What this task involves: Your answer should hold every line of the records below that contains the string "timestamp".

^^^^^^^^

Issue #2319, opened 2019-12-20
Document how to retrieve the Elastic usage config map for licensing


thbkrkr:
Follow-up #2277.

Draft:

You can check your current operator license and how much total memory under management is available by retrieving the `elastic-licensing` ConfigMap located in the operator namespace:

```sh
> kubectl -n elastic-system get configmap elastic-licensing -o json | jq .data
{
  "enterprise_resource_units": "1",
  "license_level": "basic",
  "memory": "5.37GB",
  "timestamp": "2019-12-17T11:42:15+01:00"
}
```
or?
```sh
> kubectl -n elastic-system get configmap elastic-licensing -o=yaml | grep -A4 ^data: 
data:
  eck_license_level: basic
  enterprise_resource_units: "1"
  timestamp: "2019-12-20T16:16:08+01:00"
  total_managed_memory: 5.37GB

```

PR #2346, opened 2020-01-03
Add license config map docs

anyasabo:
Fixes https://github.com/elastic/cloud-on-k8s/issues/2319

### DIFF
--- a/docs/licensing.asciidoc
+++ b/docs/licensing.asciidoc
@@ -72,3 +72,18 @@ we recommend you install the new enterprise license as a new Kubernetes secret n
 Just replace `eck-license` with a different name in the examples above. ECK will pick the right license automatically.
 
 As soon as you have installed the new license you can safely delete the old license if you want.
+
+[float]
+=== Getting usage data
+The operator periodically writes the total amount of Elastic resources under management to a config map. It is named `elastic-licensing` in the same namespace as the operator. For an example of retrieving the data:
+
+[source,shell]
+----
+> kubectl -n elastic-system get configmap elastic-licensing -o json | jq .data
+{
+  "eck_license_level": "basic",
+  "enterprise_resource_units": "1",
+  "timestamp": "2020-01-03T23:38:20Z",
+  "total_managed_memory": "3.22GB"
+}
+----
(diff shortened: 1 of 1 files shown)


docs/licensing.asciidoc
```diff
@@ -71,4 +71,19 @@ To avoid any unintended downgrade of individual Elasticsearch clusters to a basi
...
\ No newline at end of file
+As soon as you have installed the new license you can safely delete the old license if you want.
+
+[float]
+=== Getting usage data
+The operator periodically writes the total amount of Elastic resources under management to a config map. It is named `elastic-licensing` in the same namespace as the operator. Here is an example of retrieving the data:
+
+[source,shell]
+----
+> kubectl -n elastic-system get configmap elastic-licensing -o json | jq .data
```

^^^^^^^^

Response to the exercise:
  "timestamp": "2019-12-17T11:42:15+01:00"
  timestamp: "2019-12-20T16:16:08+01:00"
+  "timestamp": "2020-01-03T23:38:20Z",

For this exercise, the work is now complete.